Exercise description ::
Wherever "Sends" appears in a line of the listing, report that line.

Dataset records ::
§ §
Issue #417, opened 2026-08-12
Use modelardb_embedded Client in modelardb_client CLI


CGodiksen:
Since `Client` in `modelardb_embedded` now supports all the functionality of the Apache Arrow Flight server, we could consider using it in `modelardb_client` instead of the current custom client implementation used there. There is a slight dependency cost for the currently very thin CLI but refactoring it to use `Client` from `modelardb_embedded` would also make it possible to easily extend the functionality of the CLI.

We could also consider using `Client` in the integration test `TestContext` but this might not be ideal due to the current implementation of `TestContext` that allows for more raw configuration than what `Client` exposes. Wiring server integration tests through another crate might also be bad for the objective of the tests.

Issue #383, opened 2026-03-23
Add a more aggressive retry strategy for cluster operations and handle dead nodes


CGodiksen:
Currently we just return an error if any cluster operation fails on any node. Instead we should have a more aggressive retry strategy to ensure that cluster operations are forced through and if a node cannot be reached we should handle it.

PR #418, opened 2026-08-12
Add actions to list nodes and retrieve node metrics

CGodiksen:
This PR adds support for two new actions, `ListNodes` and `NodeMetrics`. `ListNodes` lists all the nodes in the cluster, or the node itself if it is a single node deployment. `NodeMetrics` returns a collection of metrics that show general system metrics such as CPU, disk, and memory usage, and ModelarDB specific metrics such as storage engine memory usage.

Methods have also been added to `Client` in `modelardb_embedded` to support node related operations on the client. Note that the client still implements the `Operations` trait for functionality that is shared between `DataFolder` and `Client` so these new methods are only extra functionality that only a `Client` supports such as `FlushNode`. Someone using the Rust API for `Client` now has access to all Apache Arrow Flight server functionality through a single API, instead of having to use `Client` for some things and a manual Apache Arrow Flight client for other things.

After the new `Client` was implemented, it was considered if it could be used elsewhere in the system since it now supports all the Apache Arrow Flight functionality. An issue (https://github.com/ModelarData/ModelarDB-RS/issues/417) has been created to explore this further.

### DIFF
--- a/crates/modelardb_embedded/src/operations/client.rs
+++ b/crates/modelardb_embedded/src/operations/client.rs
@@ -146,10 +146,11 @@ impl Client {
     async fn retrieve_action_bytes(&mut self, action_type: &str) -> Result<Bytes> {
         let mut response = self.send_action(action_type, vec![]).await?;
 
-        let message = response
-            .message()
-            .await?
-            .expect("Flight message should exist.");
+        let message = response.message().await?.ok_or_else(|| {
+            ModelarDbEmbeddedError::from(Status::internal(format!(
+                "Action '{action_type}' did not return a response message."
+            )))
+        })?;
 
         Ok(message.body)
     }
--- a/crates/modelardb_embedded/src/operations/client.rs
+++ b/crates/modelardb_embedded/src/operations/client.rs
@@ -170,6 +170,32 @@ impl Client {
 
         Ok(response.into_inner())
     }
+
+    /// Returns the URL of the cloud node that the node assigns to execute the SQL in `sql`. If the
+    /// node is not running in a cluster, or a cloud node could not be assigned,
+    /// [`ModelarDbEmbeddedError`] is returned.
+    pub async fn cloud_query_node(&mut self, sql: &str) -> Result<String> {
+        let flight_descriptor = FlightDescriptor::new_cmd(sql.to_owned());
+        let flight_info = self
+            .flight_client
+            .get_flight_info(Request::new(flight_descriptor))
+            .await?
+            .into_inner();
+
+        let endpoint = flight_info.endpoint.into_iter().next().ok_or_else(|| {
+            ModelarDbEmbeddedError::InvalidArgument(
+                "The node did not return an endpoint for the query.".to_owned(),
+            )
+        })?;
+
+        let location = endpoint.location.into_iter().next().ok_or_else(|| {
+            ModelarDbEmbeddedError::InvalidArgument(
+                "The endpoint did not return a cloud node location for the query.".to_owned(),
+            )
+        })?;
+
+        Ok(location.uri)
+    }
 }
 
 #[async_trait]
--- a/crates/modelardb_embedded/src/operations/client.rs
+++ b/crates/modelardb_embedded/src/operations/client.rs
@@ -28,7 +28,7 @@ use arrow::record_batch::RecordBatch;
 use arrow_flight::decode::FlightRecordBatchStream;
 use arrow_flight::encode::FlightDataEncoderBuilder;
 use arrow_flight::flight_service_client::FlightServiceClient;
-use arrow_flight::{Action, Criteria, FlightDescriptor, Ticket};
+use arrow_flight::{Action, Criteria, FlightDescriptor, Result as FlightResult, Ticket};
 use async_trait::async_trait;
 use datafusion::error::DataFusionError;
 use datafusion::execution::RecordBatchStream;
@@ -38,7 +38,7 @@ use modelardb_auth::BearerInterceptor;
 use prost::bytes::Bytes;
 use tonic::codegen::InterceptedService;
 use tonic::transport::{Channel, Endpoint};
-use tonic::{Request, Status};
+use tonic::{Request, Status, Streaming};
 
 use crate::error::{ModelarDbEmbeddedError, Result};
 use crate::operations::{
@@ -67,32 +67,30 @@ impl Client {
         Ok(Client { flight_client })
     }
 
-    /// Send the action with the type `action_type` and an empty body to the node. If the action
-    /// could not be performed, [`ModelarDbEmbeddedError`] is returned.
-    async fn run_action(&mut self, action_type: &str) -> Result<()> {
+    /// Send the action with the type `action_type` and `body` to the node and return the response
+    /// stream. If the action could not be performed, [`ModelarDbEmbeddedError`] is returned.
+    async fn send_action(
+        &mut self,
+        action_type: &str,
+        body: Vec<u8>,
+    ) -> Result<Streaming<FlightResult>> {
         let action = Action {
             r#type: action_type.to_owned(),
-            body: vec![].into(),
+            body: body.into(),
         };
 
-        self.flight_client.do_action(Request::new(action)).await?;
+        let response = self.flight_client.do_action(Request::new(action)).await?;
 
-        Ok(())
+        Ok(response.into_inner())
     }
 
     /// Send the action with the type `action_type` and an empty body to the node and return the
     /// body of the response. If the action could not be performed, [`ModelarDbEmbeddedError`] is
     /// returned.
     async fn retrieve_action_bytes(&mut self, action_type: &str) -> Result<Bytes> {
-        let action = Action {
-            r#type: action_type.to_owned(),
-            body: vec![].into(),
-        };
-
-        let response = self.flight_client.do_action(Request::new(action)).await?;
+        let mut response = self.send_action(action_type, vec![]).await?;
 
         let message = response
-            .into_inner()
             .message()
             .await?
             .expect("Flight message should exist.");
@@ -110,21 +108,9 @@ impl Operations for Client {
 
     /// Returns the type of the ModelarDB node that the client is connected to.
     async fn modelardb_type(&mut self) -> Result<ModelarDBType> {
-        // Retrieve the node type from the ModelarDB node.
-        let action = Action {
-            r#type: "NodeType".to_owned(),
-            body: vec![].into(),
-        };
+        let bytes = self.retrieve_action_bytes("NodeType").await?;
 
-        let response = self.flight_client.do_action(Request::new(action)).await?;
-
-        let message = response
-            .into_inner()
-            .message()
-            .await?
-            .expect("Flight message should exist.");
-
-        ModelarDBType::from_str(str::from_utf8(&message.body)?)
+        ModelarDBType::from_str(str::from_utf8(&bytes)?)
     }
 
     /// Creates a table with the name in `table_name` and the information in `table_type`. If the
@@ -152,12 +138,7 @@ impl Operations for Client {
             }
         };
 
-        let action = Action {
-            r#type: "CreateTable".to_owned(),
-            body: protobuf_bytes.into(),
-        };
-
-        self.flight_client.do_action(action).await?;
+        self.send_action("CreateTable", protobuf_bytes).await?;
 
         Ok(())
     }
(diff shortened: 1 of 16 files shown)


crates/modelardb_embedded/src/operations/client.rs
```diff
@@ -65,6 +69,134 @@ impl Client {
...
+
+        Ok(message.body)
+    }
+
+    /// Send the action with the type `action_type` and `body` to the node and return the response
+    /// stream. If the action could not be performed, [`ModelarDbEmbeddedError`] is returned.
+    async fn send_action(
+        &mut self,
+        action_type: &str,
+        body: Vec<u8>,
```
skejserjensen, line 163: Maybe make `body` parameter `&[u8]` instead of requiring the caller to create a `Vec` to pass a body. Although I do not know if it make the conversion into the right format for `Action` more complex and thus make the code less readable.

crates/modelardb_embedded/src/operations/client.rs
```diff
@@ -65,6 +69,134 @@ impl Client {
...
+            r#type: action_type.to_owned(),
+            body: body.into(),
+        };
+
+        let response = self.flight_client.do_action(Request::new(action)).await?;
+
+        Ok(response.into_inner())
+    }
+
+    /// Returns the URL of the cloud node that the node assigns to execute the SQL in `sql`. If the
```
skejserjensen, line 175: Is the second node mentioned in the comment not also a cloud node, since we no longer have a manager? If that is the case, should the node not just always return itself if it is not running in a cluster configuration?

crates/modelardb_server/src/cluster.rs
```diff
@@ -36,6 +36,26 @@ use tonic::transport::Endpoint;
 use crate::context::Context;
 use crate::error::{ModelarDbServerError, Result};
 
+/// The different possible modes that a ModelarDB server can be deployed in, assigned when the
+/// server is started.
+#[derive(Clone)]
+pub(crate) enum ClusterMode {
+    SingleNode(Node),
+    MultiNode(Box<Cluster>),
```
skejserjensen: Is `Cluster` in ` Box` because `clippy` warns about its size? Otherwise, I do not understand why the `Box`. It would probably be good to add a comment describing why `Box` is used.

crates/modelardb_server/src/cluster.rs
```diff
@@ -357,10 +377,19 @@ impl Cluster {
         Ok(url.to_owned())
     }
 
+    /// Return all nodes currently in the cluster. If the nodes could not be retrieved, return
+    /// [`ModelarDbServerError`].
+    pub(crate) async fn nodes(&self) -> Result<Vec<Node>> {
+        self.remote_data_folder
```
skejserjensen, line 383: Since we read the cluster nodes from the data folder, can we get into situations where we return nodes to the caller of `nodes()` that no longer exist? And if so, is this a problem?

crates/modelardb_server/src/context.rs
```diff
@@ -490,6 +493,87 @@ impl Context {
...
         Ok(schema)
     }
+
+    /// Collect the current resource usage metrics of the node, including CPU, memory, disk, and
+    /// storage engine memory usage.
+    pub(crate) async fn node_metrics(&self) -> protocol::NodeMetrics {
+        let mut system = System::new();
+
+        // Sample the CPU twice, separated by the minimum update interval, since a single refresh
+        // reads zero.
```
skejserjensen: Unclear what it meant by "...reads zero." as it does not look like `system.refresh_cpu_usage()` return a value that is used.

crates/modelardb_server/src/context.rs
```diff
@@ -490,6 +493,87 @@ impl Context {
...
+        let storage_engine = self.storage_engine.read().await;
+
+        let ingested_reserved_memory_in_bytes =
+            configuration_manager.ingested_reserved_memory_in_bytes();
+        let uncompressed_reserved_memory_in_bytes =
+            configuration_manager.uncompressed_reserved_memory_in_bytes();
+        let compressed_reserved_memory_in_bytes =
+            configuration_manager.compressed_reserved_memory_in_bytes();
+
+        let ingested_used_memory_in_bytes = (ingested_reserved_memory_in_bytes as i64
```
skejserjensen: Maybe add a comment describing what this calculation does as it is probably a bit hard to understand for anybody that does not know how the storage engine manages memory.

crates/modelardb_server/src/context.rs
```diff
@@ -490,6 +493,87 @@ impl Context {
...
+    /// of the local data folder path. If no disk matches, e.g., because the data folder is in
+    /// memory, the largest-capacity disk is used instead. If no disks are found, `(0, 0)` is
+    /// returned.
+    fn local_data_folder_disk_space(&self) -> (u64, u64) {
+        let disks = Disks::new_with_refreshed_list();
+        let location = self.data_folders.local_data_folder.location();
+
+        let maybe_disk = disks
+            .iter()
+            .filter(|disk| location.starts_with(&*disk.mount_point().to_string_lossy()))
```
skejserjensen: I think I understand the `filter()` as it seems to remove all of the disks that the data folder is not stored in, however, I dod not understand the purpose of the `max_by_key()` and `or_else()` calls.

skejserjensen: Why dereference the string and then borrow it right after? Why is this needed?

crates/modelardb_types/src/flight/mod.rs
```diff
@@ -215,6 +216,34 @@ fn decode_generated_column_expressions(
     Ok(expressions)
 }
 
+/// Encode `nodes` into a [`ClusterNodes`](protocol::ClusterNodes) protobuf message and serialize it.
+pub fn encode_and_serialize_cluster_nodes(nodes: Vec<Node>) -> Vec<u8> {
```
skejserjensen, line 220: If the function immediately converts the `Vec` to an iterator, why not just make the function take any type that `impl` iterator or into iterator, depending on what is required?

skejserjensen (changes requested):

crates/modelardb_embedded/src/operations/client.rs
CGodiksen: It does make the conversion slightly more complex and the callers of the function either pass an empty `Vec` or a freshly encoded `Vec<u8>` so there is no real creation cost. I have left it as it was.

crates/modelardb_embedded/src/operations/client.rs
CGodiksen: No the second node ("that the node assigns to execute") is the node the Client is connected to. We designed `get_flight_info` to be used to query the remote data folder using cloud nodes so this method just re-uses that design. 

If there are no cloud nodes or if we are not running in a cluster, `get_flight_info` returns an error.

crates/modelardb_server/src/cluster.rs
CGodiksen: It used to be a Clippy error since `SingleNode` had no data but now that we have added `Node` to `SingleNode`, it no longer seems to be an issue. I have removed the `Box`.

crates/modelardb_server/src/cluster.rs
CGodiksen: Since we currently rely on nodes removing themselves from the remote data folder when either stopped using ctrl+c or when `KillNode` is called, there could be issues if the node is stopped in another way.

However, this is not a problem introduced in this PR and it was already a problem when retrieving peer nodes and sending out a request to, for example, create a table on all peer nodes. 

This will be looked at further in this issue: https://github.com/ModelarData/ModelarDB-RS/issues/383

crates/modelardb_server/src/context.rs
CGodiksen: I have updated the comment to make it clear that it is `global_cpu_usage()` that returns 0 if we do not call `refresh_cpu_usage()` twice.

crates/modelardb_server/src/context.rs
CGodiksen: I have added a comment. While adding the comment I also found that the `max(0)` was placed slightly wrong since it is the remaining memory that can be negative, and that is what we want to clamp to 0. This is also reflected in the comment.

crates/modelardb_server/src/context.rs
CGodiksen: I have tried to make it more clear by making the doc comment more general and moving the implementation details down to the code. I have also extended the comment to make it clearer why we take the longest mount point.

CGodiksen: It was because of some weird type conversion due to `to_string_lossy()` returning `Cow<str>`. I have changed the code so we use `StdPath` instead which makes it easier to understand.

crates/modelardb_types/src/flight/mod.rs
CGodiksen: I have kept the function as it was since the current callers do not need a generalized function and to keep it consistent with `deserialize_and_extract_cluster_nodes` and with the other encoders and decodes that also take concrete types.

skejserjensen (approved):

crates/modelardb_embedded/src/operations/client.rs
```diff
@@ -65,6 +69,134 @@ impl Client {
...
+            new_value,
+        };
+
+        self.send_action("UpdateConfiguration", update_configuration.encode_to_vec())
+            .await?;
+
+        Ok(())
+    }
+
+    /// Flushes all data currently in memory to disk. If the data could not be flushed,
```
chrthomsen: tiny detail: "all data *currently* in memory here", but "all data in memory" on l. 107

crates/modelardb_embedded/src/operations/client.rs
```diff
@@ -65,6 +69,134 @@ impl Client {
...
+    }
+
+    /// Flushes all data to disk, transfers it to the remote object store, removes the node from the
+    /// cluster if necessary, and kills the node process. Since the process is killed, a
+    /// conventional response cannot be returned, so a dropped connection is not treated as an
+    /// error. If the data could not be flushed before the node was killed,
+    /// [`ModelarDbEmbeddedError`] is returned.
+    pub async fn kill_node(&mut self) -> Result<()> {
+        // The node exits while handling this action, so the response stream is dropped.
+        let _ = self.send_action("KillNode", vec![]).await;
```
chrthomsen, line 122: should this be `await?` to pass on an error in case the data could not be flushed?

crates/modelardb_embedded/src/operations/client.rs
```diff
@@ -65,6 +69,134 @@ impl Client {
...
+
+    /// Returns the current resource usage metrics of the node. If the metrics could not be
+    /// retrieved, [`ModelarDbEmbeddedError`] is returned.
+    pub async fn node_metrics(&mut self) -> Result<protocol::NodeMetrics> {
+        let bytes = self.retrieve_action_bytes("NodeMetrics").await?;
+
+        Ok(protocol::NodeMetrics::decode(bytes)?)
+    }
+
+    /// Send the action with the type `action_type` and an empty body to the node and return the
```
chrthomsen: Here "Send" and "return" but above and below "Return*s*" is used. Should this be "Sends ... and returns ..."?

crates/modelardb_embedded/src/operations/client.rs
```diff
@@ -65,6 +69,134 @@ impl Client {
...
+        let message = response.message().await?.ok_or_else(|| {
+            ModelarDbEmbeddedError::from(Status::internal(format!(
+                "Action '{action_type}' did not return a response message."
+            )))
+        })?;
+
+        Ok(message.body)
+    }
+
+    /// Send the action with the type `action_type` and `body` to the node and return the response
```
chrthomsen: "Sends ... and returns ..."?

chrthomsen (approved):

crates/modelardb_embedded/src/operations/client.rs
CGodiksen: Fixed.

crates/modelardb_embedded/src/operations/client.rs
CGodiksen: This would always return an error due to the node exiting while handling the action. We might be able to do something by looking at the specific error and I have added it to my notes to look into this further.

crates/modelardb_embedded/src/operations/client.rs
CGodiksen: Fixed.

crates/modelardb_embedded/src/operations/client.rs
CGodiksen: Fixed.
§ §
Your solution ::
chrthomsen: Here "Send" and "return" but above and below "Return*s*" is used. Should this be "Sends ... and returns ..."?
chrthomsen: "Sends ... and returns ..."?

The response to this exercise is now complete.